He feels entitled. The property owner feels entitled to dispose of his property the way he chooses. No different from our callous New York sophisticate, or his slick coke sniffing fellow New Yorker over on Wall Street using vast amounts of desert water as a pawn in one of his byzantine investment schemes.
He is doing what is in his best interests, as we all do.
Trueman, unless you have an art installation the size of Six Flags, you aren't going to be going into the megagallon per day level, which is what we are talking about here. Even if you are, pricing will encourage you to put in a recycle system so you only have to pay for evaporation instead of the whole capacity.
It's what they call a thought experiment,
No, it’s not.
Only Gov-Gun-Forces can turn a flood into a drought and a cold-spell into a global warming crisis and a flu into a conquering of the USA.
There is no limit of intentional ignorance in the Greedy and Power-Mad.
This a stupid comment. Everyone knows that floods are a poor way to get and replenish water supplies. Far to much is lost to runoff. Slow steady rain is the best. By the way part of the problem is the loss of snowpack and that is from global warming.
That was exacerbated by the reallocating of water resources in that region. The mountains no longer get the moisture from lake evaporation to help generate snowfall.
During the time of the Siberian traps eruptions there was no snowpack anywhere.
By the way part of the problem is the loss of snowpack and that is from global warming.
And part of the problem is leaky pipes, but the main problem is the near-total lack of rainfall, which isn't going to change in our lifetimes.
Eh, the lack of rainfall doesn't help, but that's not where most of the streamflow comes from. The vast majority is provided by the annual snowpack.
The vast majority is provided by the annual snowpack.
Sure, but that's more of a natural storage system. If it continues to rain, but the climate warms enough that we don't get any snow pack, we can still build more reservoirs. If it continues to not rain, warming or no we will run out of water eventually.

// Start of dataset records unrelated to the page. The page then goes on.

PR #479, opened 2024-06-28
Move vulnerability table to use the identifier as the natural primary…

bobmcwhirter:
… key.


ctron (changes requested):
Look good in general. What I don't like is renaming the column from `_id` to `_identifier`. The meaning seems the same. Yet we seem to only use `_id`. Unless there's no chance to get the migration right, I think we should use `_id`.

bobmcwhirter:
I waffled on that. We can move to _id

Global warming will actually help the situation. One inescapable part of climate is that warmer temperatures increase evaporation (in fact, water vapor increase is a substantial part of all climate models, with the increased vapor providing more radiation absorption than the greenhouse gases themselves). To make it simple, what goes up must come down. As global temperatures increase, we should see a substantial increase in rainfall.

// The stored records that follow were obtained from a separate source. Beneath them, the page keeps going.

PR #488, opened 2024-07-02
refactor: use UUIDs as primary keys instead of integers

ctron:
Discussion: https://github.com/trustification/trustify/discussions/459

This ignores migrations and simply replaces the type. That's on purpose as explained in the discussion. It might be possible to do this actually, however that would involve:

* Disabling foreign key constraints being affected
* Deleting affected indexes
* Creating a new column with the UUID type
* Converting all data from i32 to UUID, using a UUID v5 with a namespace
  * Which requires loading a postgres extension
  * or doing the work in Rust, as part of the migration
* Re-creating foreign key constraints
* Re-creating indexes

And the same for the `down` migration. I just don't think it's worth the effort.

### DIFF
--- a/entity/src/advisory.rs
+++ b/entity/src/advisory.rs
@@ -18,7 +18,7 @@ pub struct Model {
     pub id: Uuid,
     #[graphql(name = "name")]
     pub identifier: String,
-    pub issuer_id: Option<i32>,
+    pub issuer_id: Option<Uuid>,
     pub sha256: String,
     pub sha384: Option<String>,
     pub sha512: Option<String>,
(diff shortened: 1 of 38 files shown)


bobmcwhirter:
I generally approve of this retroactive rewriting of migrations, having done an i32->UUID migration in the past, but would like to defer to @jcrossley3 if he has any opinions.

jcrossley3:
> I generally approve of this retroactive rewriting of migrations, having done an i32->UUID migration in the past, but would like to defer to @jcrossley3 if he has any opinions.

I don't, other than I'd personally like to see "BREAKS MIGRATIONS" in the first line of any commit message that does.

ctron:
I went with the `BREAKING-CHANGE` modifier (plus description) from conventional commits.

bobmcwhirter (approved):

In 2021. [WE] must pray to the Gov-Gods; Do the Gov-God Snow Dance for only melted snow has ?real? water and only Gov-Gods grant snow-fall...
Good grief "climate" religion is pathetic.
Of course if everyone had water there wouldn't be a 'climate' crisis in fairy-land; and where would all the useless lefty urban imbeciles feed their Power-Mad Narcissistic monster?
That'd be completely unacceptable; so [WE] must use Gov-Gun-Forces to control water allocation and make a 'climate' crisis drought -- for only a "Gov-God-Made" drought can be "Gov-God" fixed!!!!!
Otherwise everyone !!-JUST MIGHT-!!! accept nature is going to do what nature does and wouldn't have a need for Gov-Gun-Forces.
The biggest issue re pricing water in that watershed would be the distribution infrastructure. The water doesn't move itself from one place to another and the minute anyone spends a ton of money building that infrastructure there is the expectation that it won't all be useless tomorrow because water prices change.
Then move to where the water is.
^ This
Yes of course. Because nothing screams more loudly - let's build a city here
Why must this be a city? In addition to water they also want congestion, pollution, high crime and high taxes? Strange.
What we are beginning to see that water is a far more important resource and one we too often take for granted. I like the idea of a water market but I don't think a totally free market is the answer. Water is essential and so we must make provisions to see it is available where necessary. A totally free market is simply a way for the richest to buy and horde water. What is needed is a cap and trade system. Individual or businesses need to be able to trade portions of their water allocation. This would stimulate saving and innovations. It is also the system to have the smallest government foot print.
It is also the system to have the smallest government foot print.
Actually, the totally free market has the smallest government footprint. Get up off of your damn knees.
Yes, but as I noted I don't think you can have a total free market where water is concerned. Cap and trade is the best bet for a system with small government foot print. Cap and trade uses market force for regulation as an alternative to government regulation.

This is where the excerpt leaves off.